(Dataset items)
──────────────────────────────

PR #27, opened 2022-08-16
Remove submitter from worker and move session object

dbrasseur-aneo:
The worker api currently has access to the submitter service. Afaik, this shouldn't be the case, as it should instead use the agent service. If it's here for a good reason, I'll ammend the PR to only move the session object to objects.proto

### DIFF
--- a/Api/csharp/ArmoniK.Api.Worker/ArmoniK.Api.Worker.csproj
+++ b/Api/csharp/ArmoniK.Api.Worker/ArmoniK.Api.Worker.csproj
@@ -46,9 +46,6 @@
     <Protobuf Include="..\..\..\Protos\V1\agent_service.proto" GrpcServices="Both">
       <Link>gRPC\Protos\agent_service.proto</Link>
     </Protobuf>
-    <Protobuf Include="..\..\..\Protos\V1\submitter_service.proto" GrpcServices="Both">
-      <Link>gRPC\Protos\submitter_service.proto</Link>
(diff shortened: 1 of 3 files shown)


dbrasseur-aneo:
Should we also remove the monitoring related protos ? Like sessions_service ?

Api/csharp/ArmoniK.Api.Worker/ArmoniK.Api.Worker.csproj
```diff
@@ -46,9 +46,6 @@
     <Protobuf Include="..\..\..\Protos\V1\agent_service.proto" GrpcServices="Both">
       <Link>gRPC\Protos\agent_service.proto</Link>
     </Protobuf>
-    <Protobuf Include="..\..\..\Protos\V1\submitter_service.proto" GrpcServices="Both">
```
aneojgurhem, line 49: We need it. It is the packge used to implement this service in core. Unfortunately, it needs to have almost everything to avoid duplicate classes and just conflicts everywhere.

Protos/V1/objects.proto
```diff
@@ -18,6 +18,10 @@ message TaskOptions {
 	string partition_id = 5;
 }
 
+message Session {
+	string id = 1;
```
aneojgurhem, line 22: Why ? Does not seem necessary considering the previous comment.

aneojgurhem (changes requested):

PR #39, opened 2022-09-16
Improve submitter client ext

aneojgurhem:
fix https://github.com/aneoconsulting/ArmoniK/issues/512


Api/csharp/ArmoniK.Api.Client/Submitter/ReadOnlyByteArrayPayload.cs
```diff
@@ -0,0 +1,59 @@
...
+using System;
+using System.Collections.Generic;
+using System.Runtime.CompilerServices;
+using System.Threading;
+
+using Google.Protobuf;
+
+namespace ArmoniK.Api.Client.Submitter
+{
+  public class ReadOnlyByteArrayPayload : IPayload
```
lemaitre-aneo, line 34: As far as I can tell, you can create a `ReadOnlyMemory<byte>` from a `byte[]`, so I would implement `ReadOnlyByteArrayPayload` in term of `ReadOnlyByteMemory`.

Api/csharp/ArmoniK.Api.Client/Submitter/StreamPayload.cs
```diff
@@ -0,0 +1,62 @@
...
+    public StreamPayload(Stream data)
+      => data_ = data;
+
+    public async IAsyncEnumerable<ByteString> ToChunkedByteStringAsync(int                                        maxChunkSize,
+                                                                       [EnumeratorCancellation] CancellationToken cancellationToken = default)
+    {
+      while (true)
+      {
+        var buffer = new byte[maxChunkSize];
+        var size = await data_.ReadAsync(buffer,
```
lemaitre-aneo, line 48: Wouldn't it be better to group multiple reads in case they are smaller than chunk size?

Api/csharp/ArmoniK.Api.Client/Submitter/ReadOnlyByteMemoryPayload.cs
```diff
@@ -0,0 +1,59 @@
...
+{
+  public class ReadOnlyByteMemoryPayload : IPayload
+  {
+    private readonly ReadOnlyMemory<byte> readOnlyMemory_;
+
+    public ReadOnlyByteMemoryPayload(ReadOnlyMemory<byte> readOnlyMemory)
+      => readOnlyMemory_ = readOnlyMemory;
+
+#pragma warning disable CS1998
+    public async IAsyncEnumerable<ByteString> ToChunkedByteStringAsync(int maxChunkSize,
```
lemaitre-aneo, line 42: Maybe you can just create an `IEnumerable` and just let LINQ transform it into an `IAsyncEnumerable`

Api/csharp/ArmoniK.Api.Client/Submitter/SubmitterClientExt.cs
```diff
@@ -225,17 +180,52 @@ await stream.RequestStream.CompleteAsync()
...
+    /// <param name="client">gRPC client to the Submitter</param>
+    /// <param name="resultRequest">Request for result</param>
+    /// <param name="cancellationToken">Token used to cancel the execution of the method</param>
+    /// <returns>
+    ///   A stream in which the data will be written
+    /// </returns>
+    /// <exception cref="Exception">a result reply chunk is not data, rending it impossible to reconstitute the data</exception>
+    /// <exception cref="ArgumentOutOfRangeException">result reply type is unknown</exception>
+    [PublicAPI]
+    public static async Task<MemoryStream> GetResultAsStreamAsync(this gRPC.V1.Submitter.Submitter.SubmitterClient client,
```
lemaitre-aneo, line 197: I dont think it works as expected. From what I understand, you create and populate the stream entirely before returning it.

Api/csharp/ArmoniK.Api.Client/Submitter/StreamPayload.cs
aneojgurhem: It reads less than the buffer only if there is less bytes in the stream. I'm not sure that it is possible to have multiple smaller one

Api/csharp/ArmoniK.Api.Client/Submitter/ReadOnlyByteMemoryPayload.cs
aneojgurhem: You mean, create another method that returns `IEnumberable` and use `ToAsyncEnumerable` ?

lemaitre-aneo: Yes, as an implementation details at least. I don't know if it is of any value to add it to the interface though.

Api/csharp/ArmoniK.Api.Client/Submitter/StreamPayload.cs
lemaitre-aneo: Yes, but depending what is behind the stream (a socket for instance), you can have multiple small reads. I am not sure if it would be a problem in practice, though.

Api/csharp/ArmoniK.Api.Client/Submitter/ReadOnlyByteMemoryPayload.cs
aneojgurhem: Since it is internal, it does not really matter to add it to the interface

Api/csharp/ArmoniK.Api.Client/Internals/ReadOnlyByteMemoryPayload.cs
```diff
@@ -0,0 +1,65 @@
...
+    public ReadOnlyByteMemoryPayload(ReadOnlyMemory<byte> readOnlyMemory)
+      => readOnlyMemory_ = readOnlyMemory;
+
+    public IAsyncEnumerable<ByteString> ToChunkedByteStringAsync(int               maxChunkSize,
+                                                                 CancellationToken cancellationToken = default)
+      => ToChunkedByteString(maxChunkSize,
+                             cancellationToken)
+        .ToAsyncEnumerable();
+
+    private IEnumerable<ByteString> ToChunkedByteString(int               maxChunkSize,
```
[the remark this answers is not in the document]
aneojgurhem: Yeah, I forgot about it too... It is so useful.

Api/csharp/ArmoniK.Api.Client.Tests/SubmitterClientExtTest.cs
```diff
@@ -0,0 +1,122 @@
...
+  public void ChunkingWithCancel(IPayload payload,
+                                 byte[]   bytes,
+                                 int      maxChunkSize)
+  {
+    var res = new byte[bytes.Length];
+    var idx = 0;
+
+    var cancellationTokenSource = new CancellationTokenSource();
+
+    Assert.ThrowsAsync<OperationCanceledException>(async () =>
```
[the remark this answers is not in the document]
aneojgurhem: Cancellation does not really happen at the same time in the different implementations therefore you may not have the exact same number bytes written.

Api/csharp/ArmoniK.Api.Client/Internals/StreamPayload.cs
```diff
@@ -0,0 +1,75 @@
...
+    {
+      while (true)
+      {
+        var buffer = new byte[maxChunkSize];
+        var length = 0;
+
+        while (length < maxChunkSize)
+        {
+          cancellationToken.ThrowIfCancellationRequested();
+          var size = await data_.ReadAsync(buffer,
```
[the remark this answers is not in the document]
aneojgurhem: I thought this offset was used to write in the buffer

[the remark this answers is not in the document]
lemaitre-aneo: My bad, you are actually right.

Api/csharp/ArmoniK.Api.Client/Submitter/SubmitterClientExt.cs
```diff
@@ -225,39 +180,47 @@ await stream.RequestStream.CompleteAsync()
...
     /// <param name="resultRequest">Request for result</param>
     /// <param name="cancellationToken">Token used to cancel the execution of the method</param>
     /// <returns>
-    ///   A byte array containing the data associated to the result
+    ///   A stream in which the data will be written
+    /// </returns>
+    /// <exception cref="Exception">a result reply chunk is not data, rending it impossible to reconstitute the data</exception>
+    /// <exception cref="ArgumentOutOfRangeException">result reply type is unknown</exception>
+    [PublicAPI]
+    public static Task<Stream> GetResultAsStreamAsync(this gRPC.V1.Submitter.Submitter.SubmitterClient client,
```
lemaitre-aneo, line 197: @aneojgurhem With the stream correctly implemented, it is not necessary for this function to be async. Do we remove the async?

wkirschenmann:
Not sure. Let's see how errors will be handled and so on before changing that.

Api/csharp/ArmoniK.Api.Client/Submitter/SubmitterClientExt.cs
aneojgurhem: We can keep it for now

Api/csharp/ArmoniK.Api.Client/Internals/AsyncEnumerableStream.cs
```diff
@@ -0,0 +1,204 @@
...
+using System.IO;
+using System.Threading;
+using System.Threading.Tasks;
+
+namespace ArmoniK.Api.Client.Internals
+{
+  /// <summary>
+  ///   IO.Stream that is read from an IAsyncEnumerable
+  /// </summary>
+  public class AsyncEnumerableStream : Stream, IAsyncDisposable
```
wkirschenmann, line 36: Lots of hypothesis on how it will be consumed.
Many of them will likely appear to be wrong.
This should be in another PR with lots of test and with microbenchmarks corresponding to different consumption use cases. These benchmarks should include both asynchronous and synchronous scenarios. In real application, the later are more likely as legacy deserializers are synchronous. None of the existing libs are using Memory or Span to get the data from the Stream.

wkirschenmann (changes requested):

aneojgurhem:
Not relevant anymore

──────────────────────────────

• _Work to complete_: Find each line in the records that contains the string "GetResultAsStreamAsync", then say how many there are and nothing else.

• _Solution to the exercise_: 2